What you should do: Every line below that holds the string "hasMetadata" should be copied.

Saved entries:

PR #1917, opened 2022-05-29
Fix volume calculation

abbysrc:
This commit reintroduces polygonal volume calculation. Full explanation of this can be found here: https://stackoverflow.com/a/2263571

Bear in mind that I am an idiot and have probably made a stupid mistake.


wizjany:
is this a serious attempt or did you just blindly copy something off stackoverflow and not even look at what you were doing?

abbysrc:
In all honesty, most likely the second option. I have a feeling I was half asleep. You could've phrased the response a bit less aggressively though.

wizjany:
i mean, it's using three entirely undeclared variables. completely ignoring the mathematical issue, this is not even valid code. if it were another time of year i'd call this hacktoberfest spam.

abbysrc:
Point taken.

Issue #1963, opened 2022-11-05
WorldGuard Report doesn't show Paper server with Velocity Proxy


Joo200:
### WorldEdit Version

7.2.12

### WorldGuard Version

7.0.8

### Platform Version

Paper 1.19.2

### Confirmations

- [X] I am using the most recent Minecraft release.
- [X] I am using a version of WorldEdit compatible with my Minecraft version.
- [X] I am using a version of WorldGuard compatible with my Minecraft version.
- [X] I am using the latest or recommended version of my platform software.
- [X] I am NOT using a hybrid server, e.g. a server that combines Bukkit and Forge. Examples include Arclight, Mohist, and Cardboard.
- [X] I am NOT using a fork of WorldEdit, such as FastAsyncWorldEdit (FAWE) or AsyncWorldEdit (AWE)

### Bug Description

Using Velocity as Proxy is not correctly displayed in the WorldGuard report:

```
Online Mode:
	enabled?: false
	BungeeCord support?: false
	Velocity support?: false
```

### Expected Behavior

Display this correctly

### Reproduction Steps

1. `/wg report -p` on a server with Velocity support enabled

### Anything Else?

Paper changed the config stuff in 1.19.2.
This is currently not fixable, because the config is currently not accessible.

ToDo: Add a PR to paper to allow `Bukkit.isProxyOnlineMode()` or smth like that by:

---

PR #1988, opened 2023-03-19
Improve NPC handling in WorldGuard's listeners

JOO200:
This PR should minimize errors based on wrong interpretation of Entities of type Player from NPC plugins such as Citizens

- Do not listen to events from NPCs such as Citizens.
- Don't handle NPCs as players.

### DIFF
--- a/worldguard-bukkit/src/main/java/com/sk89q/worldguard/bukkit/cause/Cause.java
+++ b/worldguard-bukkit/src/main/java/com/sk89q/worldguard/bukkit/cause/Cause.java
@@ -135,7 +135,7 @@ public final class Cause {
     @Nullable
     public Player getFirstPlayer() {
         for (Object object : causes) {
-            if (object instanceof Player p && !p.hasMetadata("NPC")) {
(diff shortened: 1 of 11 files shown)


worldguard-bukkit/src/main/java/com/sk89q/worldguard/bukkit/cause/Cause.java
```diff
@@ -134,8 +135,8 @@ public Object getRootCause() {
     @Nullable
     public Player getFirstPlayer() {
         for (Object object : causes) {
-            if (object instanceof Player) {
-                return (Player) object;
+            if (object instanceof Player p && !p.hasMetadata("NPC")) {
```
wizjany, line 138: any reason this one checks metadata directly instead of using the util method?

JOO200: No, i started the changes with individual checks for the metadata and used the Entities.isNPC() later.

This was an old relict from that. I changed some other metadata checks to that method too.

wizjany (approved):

Output for this exercise:
-            if (object instanceof Player p && !p.hasMetadata("NPC")) {
+            if (object instanceof Player p && !p.hasMetadata("NPC")) {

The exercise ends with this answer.